Task statement: Until the last line is reached, keep transcribing the material exactly.

Data below:
-- -- --
PR #151, opened 2020-05-25
don't set nthreads > 1 by default

stevengj:
Defaulting to multi-threaded FFTW was causing too many slowdowns in code that was calling FFTW in parallel from multiple threads (where the right thing is to use the serial FFTW, especially given Julia's current thread-spawning overhead).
-- -- --
Your solution:
PR #151, opened 2020-05-25
don't set nthreads > 1 by default

stevengj:
Defaulting to multi-threaded FFTW was causing too many slowdowns in code that was calling FFTW in parallel from multiple threads (where the right thing is to use the serial FFTW, especially given Julia's current thread-spawning overhead).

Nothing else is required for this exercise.